Data for this exercise:
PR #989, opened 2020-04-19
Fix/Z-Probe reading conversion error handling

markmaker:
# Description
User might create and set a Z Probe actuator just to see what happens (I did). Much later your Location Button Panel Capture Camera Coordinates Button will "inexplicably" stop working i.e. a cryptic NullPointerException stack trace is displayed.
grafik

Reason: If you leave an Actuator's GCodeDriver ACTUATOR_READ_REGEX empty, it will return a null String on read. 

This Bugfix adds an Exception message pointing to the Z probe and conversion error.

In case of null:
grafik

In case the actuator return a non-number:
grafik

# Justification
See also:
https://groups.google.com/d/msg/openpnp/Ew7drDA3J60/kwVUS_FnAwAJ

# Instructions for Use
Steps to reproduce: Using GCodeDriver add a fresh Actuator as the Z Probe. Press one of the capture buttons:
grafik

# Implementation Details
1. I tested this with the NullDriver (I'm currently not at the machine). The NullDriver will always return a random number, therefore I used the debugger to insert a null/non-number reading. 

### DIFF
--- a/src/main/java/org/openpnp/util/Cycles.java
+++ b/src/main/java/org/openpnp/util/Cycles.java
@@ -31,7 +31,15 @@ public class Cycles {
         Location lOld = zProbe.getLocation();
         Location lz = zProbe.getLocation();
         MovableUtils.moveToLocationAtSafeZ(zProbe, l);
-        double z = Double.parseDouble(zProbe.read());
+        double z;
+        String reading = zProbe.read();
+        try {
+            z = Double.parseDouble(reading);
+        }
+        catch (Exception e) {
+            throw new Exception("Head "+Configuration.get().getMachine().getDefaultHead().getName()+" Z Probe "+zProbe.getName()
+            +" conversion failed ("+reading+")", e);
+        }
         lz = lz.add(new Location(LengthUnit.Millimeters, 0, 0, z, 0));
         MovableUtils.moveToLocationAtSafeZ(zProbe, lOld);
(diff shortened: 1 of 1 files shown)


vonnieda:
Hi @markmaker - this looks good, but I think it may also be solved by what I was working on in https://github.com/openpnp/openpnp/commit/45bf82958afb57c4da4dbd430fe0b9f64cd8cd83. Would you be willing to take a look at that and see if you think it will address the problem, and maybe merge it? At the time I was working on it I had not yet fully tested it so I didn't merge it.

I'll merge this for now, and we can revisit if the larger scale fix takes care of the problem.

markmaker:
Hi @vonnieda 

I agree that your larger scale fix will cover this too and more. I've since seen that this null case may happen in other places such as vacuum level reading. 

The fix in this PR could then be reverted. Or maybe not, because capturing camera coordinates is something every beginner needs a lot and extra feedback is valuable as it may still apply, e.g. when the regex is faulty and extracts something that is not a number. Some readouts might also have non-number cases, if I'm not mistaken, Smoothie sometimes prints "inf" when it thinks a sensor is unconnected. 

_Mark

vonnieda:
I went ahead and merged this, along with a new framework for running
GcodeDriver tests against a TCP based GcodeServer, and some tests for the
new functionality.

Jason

Work task: All lines above between those holding "This Bugfix adds" and "--- a/src/main/java/org/openpnp/util/Cycles.java", inclusive, must be set down unchanged, and no other line may be included.

Solved problem:
This Bugfix adds an Exception message pointing to the Z probe and conversion error.

In case of null:
grafik

In case the actuator return a non-number:
grafik

# Justification
See also:
https://groups.google.com/d/msg/openpnp/Ew7drDA3J60/kwVUS_FnAwAJ

# Instructions for Use
Steps to reproduce: Using GCodeDriver add a fresh Actuator as the Z Probe. Press one of the capture buttons:
grafik

# Implementation Details
1. I tested this with the NullDriver (I'm currently not at the machine). The NullDriver will always return a random number, therefore I used the debugger to insert a null/non-number reading. 

### DIFF
--- a/src/main/java/org/openpnp/util/Cycles.java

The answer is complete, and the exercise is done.